Recorded data
PR #661, opened 2020-11-18
Drop extra requests in processor loop read

psrikanth88:
**Fixes** # (*issue*)

## Type of change
## Checklist:


SumanthPuram (commented):
Needs changes

processor/processor.go
```diff
@@ -997,12 +985,22 @@ func (proc *HandleT) handlePendingGatewayJobs() bool {
...
 	proc.logger.Debugf("Processor DB Read size: %v", toQuery)
 	//Should not have any failure while processing (in v0) so
 	//retryList should be empty. Remove the assert
-	retryList := proc.gatewayDB.GetToRetry([]string{gateway.CustomVal}, toQuery, nil)
-	toQuery -= len(retryList)
-	unprocessedList := proc.gatewayDB.GetUnprocessed([]string{gateway.CustomVal}, toQuery, nil)
+	unTruncatedRetryList := proc.gatewayDB.GetToRetry([]string{gateway.CustomVal}, toQuery, nil)
+	retryList, totalRetryEvents := getTruncatedEventList(unTruncatedRetryList, toProcessEvents)
+
+	toQuery -= totalRetryEvents
```
SumanthPuram, line 995: Should this be 
toQuery -= len(retryList)
?

SumanthPuram (commented):
.

processor/processor.go
psrikanth88: dbReadBatchSize - 1000, maxLoopProcessEvents - 1000

assuming we got 500 events (200 requests) from querying retry jobs, it should be enough thatt we query for 500 unprocessed jobs rather than 800. (assuming 1 jobs has atleast one event)

SumanthPuram: Got it. Looks good to me.

Given that we can assume there is at least one event in a job, if someone configures these variables wrong i.e., `dbReadSize > maxNumEvents in loop`

Should we make the

 `dbReadSize = min(dbReadSize, maxNumEvents)`

SumanthPuram (approved):

processor/processor.go
chandumlg: Deciding `dbReadBatchSize` based on `avgEventsInRequest` is risky when we change `avgEventsInRequest` and restart. We may end up not processing events in order.

processor/processor.go
```diff
@@ -997,12 +992,28 @@ func (proc *HandleT) handlePendingGatewayJobs() bool {
...
+
+	unTruncatedRetryList := proc.gatewayDB.GetToRetry([]string{gateway.CustomVal}, toQuery, nil)
+	retryList, totalRetryEvents, hasMaxEvents = getTruncatedEventList(unTruncatedRetryList, toProcessEvents)
+
+	if len(unTruncatedRetryList) >= dbReadBatchSize || hasMaxEvents {
+		// skip querying for unprocessed jobs if either retreived dbReadBatchSize or retreived maxEventToProcess
+	} else {
+		eventsLeftToProcess := maxEventsToProcess - totalRetryEvents
+		toQuery = misc.MinInt(eventsLeftToProcess, dbReadBatchSize)
+		if toProcessEvents > 0 {
```
chandumlg, line 1012: Do we need this check?

You are never decrementing toProcessEvents.

chandumlg (approved):

processor/processor.go
```diff
@@ -989,6 +964,26 @@ func (proc *HandleT) processJobsForDest(jobList []*jobsdb.JobT, parsedEventList
 	proc.pStatsDBW.Print()
 }
 
+func getTruncatedEventList(jobList []*jobsdb.JobT, maxEvents int) (truncatedList []*jobsdb.JobT, totalEvents int, gotMaxEvents bool) {
```
SumanthPuram, line 967: 1. Do we need gotMaxEvents 
2. Can we do with a single return? Makes it more readable in this case.
```
	lastIndex := len(jobList)

  for idx, job := range jobList {
		eventsInJob := len(gjson.GetBytes(job.EventPayload, "batch").Array())
		totalEvents += eventsInJob
		if totalEvents >= maxEvents {
			// return atleast one job to prevent processing first job with events > maxEvents
			// eg. first job has 1500 events and maxEvents is only 1000
			if idx == 0 {
				lastIndex = 1
			} else if totalEvents == maxEvents {
				// if both are equal, include current index of slice also
				lastIndex = idx + 1
			} else {
                lastIndex = idx
                totalEvents = totalEvents - eventsInJob
            }
            break
		 }
	}

  return jobList[:lastIndex], totalEvents
```

processor/processor.go
```diff
@@ -1000,9 +995,22 @@ func (proc *HandleT) handlePendingGatewayJobs() bool {
...
-	retryList := proc.gatewayDB.GetToRetry([]string{gateway.CustomVal}, toQuery, nil)
-	toQuery -= len(retryList)
-	unprocessedList := proc.gatewayDB.GetUnprocessed([]string{gateway.CustomVal}, toQuery, nil)
+
+	var retryList, unprocessedList []*jobsdb.JobT
+	var totalRetryEvents, totalUnprocessedEvents int
+	var gotMaxEvents bool
+
+	unTruncatedRetryList := proc.gatewayDB.GetToRetry([]string{gateway.CustomVal}, toQuery, nil)
+	retryList, totalRetryEvents, gotMaxEvents = getTruncatedEventList(unTruncatedRetryList, maxEventsToProcess)
```
SumanthPuram, line 1004:
```
retryList, totalRetryEvents = getTruncatedEventList(unTruncatedRetryList, maxEventsToProcess)
eventsLeftToProcess := maxEventsToProcess - totalRetryEvents

if len(unTruncatedRetryList) >= dbReadBatchSize || eventsLeftToProcess <= 0 {
```

SumanthPuram (commented):
Minor comments.

processor/processor.go
psrikanth88: @SumanthPuram  suppose maxEvents is 1000 and totalRetryEvents is 950 although there are more retryJobs left (eg. next retry job has 100 events, including it in retryJobs will make totalRetryEvents 1050 ( > 1000). This is the reason why gotMaxEvents is also returned

PR #709, opened 2020-12-08
migrating dedup

bipin-rudder:
**Fixes** # (*issue*)

## Type of change
## Checklist:


processor/processor.go
```diff
@@ -1033,6 +1041,10 @@ func (proc *HandleT) handlePendingGatewayJobs() bool {
 
 	proc.statDBR.End()
 
+	if enableDedup {
+		unprocessedList = proc.dedupHandler.DedupJobs(unprocessedList)
```
SumanthPuram, line 1045: We are writing to BadgerDB here. But, there is a chance that the application crashes before the processor marked the gateway jobs successful.

That will cause events to be dropped by the processor in the next loop. 

We should write to badger only after writing success to gateway jobsdb.

services/dedup/dedup.go
```diff
@@ -0,0 +1,233 @@
...
+			for msgId := range allMessageIdsSet {
+				messageIdsArr = append(messageIdsArr, msgId)
+			}
+			rruntime.Go(func() {
+				d.writeToBadger(messageIdsArr)
+			})
+		}
+		//Mark all as executing so next query doesn't pick it up
+		var statusList []*jobsdb.JobStatusT
+		for _, batchEvent := range duplicateList {
```
SumanthPuram, line 216: Dedup should not be directly writing to jobsDB. Instead, it should only work on top of badger.

SumanthPuram: It would be ideal if we could restrict jobsdb transactions only to the processor.

SumanthPuram (changes requested):

PR #2267, opened 2022-08-08
refactor: destination config from interface{} to map[string]interface{}

koladilip:
# Description
We were using slightly inefficient way to populate SessionConfig from
destination config so in order to improve this, we need to take destination
config as map[string]interface{}.

Rohith suggested this change in the PR#2241

## Notion Ticket

[FTR for Streaming Destinations](https://www.notion.so/rudderstacks/AWS-FTR-for-streaming-destination-78b63869ac904ba49b0018a527ccb343)

## Security

### DIFF
--- a/utils/awsutils/session.go
+++ b/utils/awsutils/session.go
@@ -70,8 +70,10 @@ func NewSessionConfig(destinationConfig map[string]interface{}, timeout time.Dur
 		return nil, errors.New("destinationConfig should not be nil")
 	}
 	sessionConfig := SessionConfig{}
-	mapstructure.Decode(destinationConfig, &sessionConfig)
-
+	err := mapstructure.Decode(destinationConfig, &sessionConfig)
+	if err != nil {
+		return nil, errors.New("unable to populate session config using destinationConfig")
+	}
 	sessionConfig.Timeout = timeout
 	sessionConfig.Service = serviceName
 	return &sessionConfig, nil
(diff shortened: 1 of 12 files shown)


cisse21 (approved):

utils/awsutils/session.go
```diff
@@ -64,16 +64,36 @@ func CreateSession(config *SessionConfig) *session.Session {
...
+func NewSessionConfig(destinationConfig map[string]interface{}, timeout time.Duration, serviceName string) (*SessionConfig, error) {
+	if destinationConfig == nil {
+		return nil, errors.New("destinationConfig should not be nil")
+	}
 	sessionConfig := SessionConfig{}
 
-	jsonConfig, err := json.Marshal(destinationConfig)
-	if err != nil {
-		return nil, fmt.Errorf("[%s] Error while marshalling destination config :: %w", serviceName, err)
+	if region, ok := destinationConfig["Region"].(string); ok {
```
saikumarrs, line 73: Would this (with some tweaks) be a more elegant way of doing the same?
https://stackoverflow.com/a/26746461/3967127

It's better to avoid code like this.

koladilip: Updated the code to use mapstructure. Initially thought about using it but I have been told that we avoid using open sources unless absolutely needed so written manually, but mapstructure simplifies this process.

saikumarrs (approved):

PR #2275, opened 2022-08-09
chore(warehouse): warehouse retry uploads count

achettyiitr:
# Description

Provide the flexibility to count the failed syncs either by providing the below items:

- Retry interval.
- Uploads ids.

## Notion Ticket

Engineering doc => https://www.notion.so/rudderstacks/Multi-Retry-admin-api-9d11979938624263bcc7e6b4989177ad
Task => https://www.notion.so/rudderstacks/Warehouse-multi-admin-ffe0e0ff340a48be87bfa167efdc0875

## Security


warehouse/retry.go
```diff
@@ -122,6 +177,35 @@ func (retryReq *RetryRequest) retryUploads(sourceIDs []string) (rowsAffected int
...
+		SELECT
+		  count(*)
+		FROM
+		  wh_uploads
+		WHERE %[1]s`,
+		clausesQuery,
+	)
+
+	// Executing the statement
+	err = retryReq.API.dbHandle.QueryRowContext(ctx, preparedStatement, clausesArgs...).Scan(&count)
```
abhimanyubabbar, line 205: I would refactor this query to the dbModule we created and call that over the retryReq.API.dbHandle.GetUploadsCount(...filterClause string). Wdyt ?

It will allow us to have a generic function call to count the entries in the wh_uploads with filter params and can be used by other candidates as well.

abhimanyubabbar (changes requested):

warehouse/retry.go
achettyiitr: Thanks for pointing this out. It's a very good motivation to start moving the Queries to DB module.

achettyiitr: Done.

warehouse/db.go
```diff
@@ -3,11 +3,17 @@ package warehouse
...
 	"database/sql"
+	"errors"
 	"fmt"
+	"strings"
 
 	warehouseutils "github.com/rudderlabs/rudder-server/warehouse/utils"
 )
 
+const (
+	queryPlaceHolder = "<noop>"
```
achettyiitr, line 14: I guess not need to have this with the current implementation.

Jayachand (approved):

warehouse/retry.go
```diff
@@ -64,108 +64,133 @@ func (retryReq *RetryRequest) RetryWHUploads() (response RetryResponse, err erro
...
+		if err != nil {
+			retryReq.API.log.Errorf(`WH: Error occurred while fetching upload jobs to retry for workspaceId: %s, sourceId: %s, destinationId: %s with error: %s`,
+				retryReq.WorkspaceID,
+				retryReq.SourceID,
+				retryReq.DestinationID,
+				err.Error(),
+			)
+			response = RetryResponse{
+				Message:    err.Error(),
+				StatusCode: 400,
```
abhimanyubabbar, line 93: Would every outcome from this function be interpreted as `BadRequest` ?

warehouse/retry.go
```diff
@@ -64,108 +64,133 @@ func (retryReq *RetryRequest) RetryWHUploads() (response RetryResponse, err erro
...
-			updated_at = NOW()
-		WHERE %[1]s`,
-		clausesQuery,
-	)
+	// Getting the corresponding sourceIDs from workspaceID (sourceIDsByWorkspace)
+	// Also, validating if the sourceIDs list is empty or provided sourceId is present in the
+	// sources list ot not.
+	sourceIDs := retryReq.getSourceIDs()
+	if len(sourceIDs) == 0 {
+		err = fmt.Errorf("unauthorized request")
```
abhimanyubabbar, line 107: Why unauthorized request here ? Just Curious

abhimanyubabbar (approved):
Except for couple of comments, it looks good to me 👍🏼

warehouse/retry.go
achettyiitr: Currently, for every error, we are returning 400 for all Grpc calls.

achettyiitr: Although it doesn't matter what status code we send because cp-router always sends 500 for errors.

**About this exercise**
Return all lines from the entries that contain the string "unprocessedList".

**Finished exercise**
-	unprocessedList := proc.gatewayDB.GetUnprocessed([]string{gateway.CustomVal}, toQuery, nil)
-	unprocessedList := proc.gatewayDB.GetUnprocessed([]string{gateway.CustomVal}, toQuery, nil)
+	var retryList, unprocessedList []*jobsdb.JobT
+		unprocessedList = proc.dedupHandler.DedupJobs(unprocessedList)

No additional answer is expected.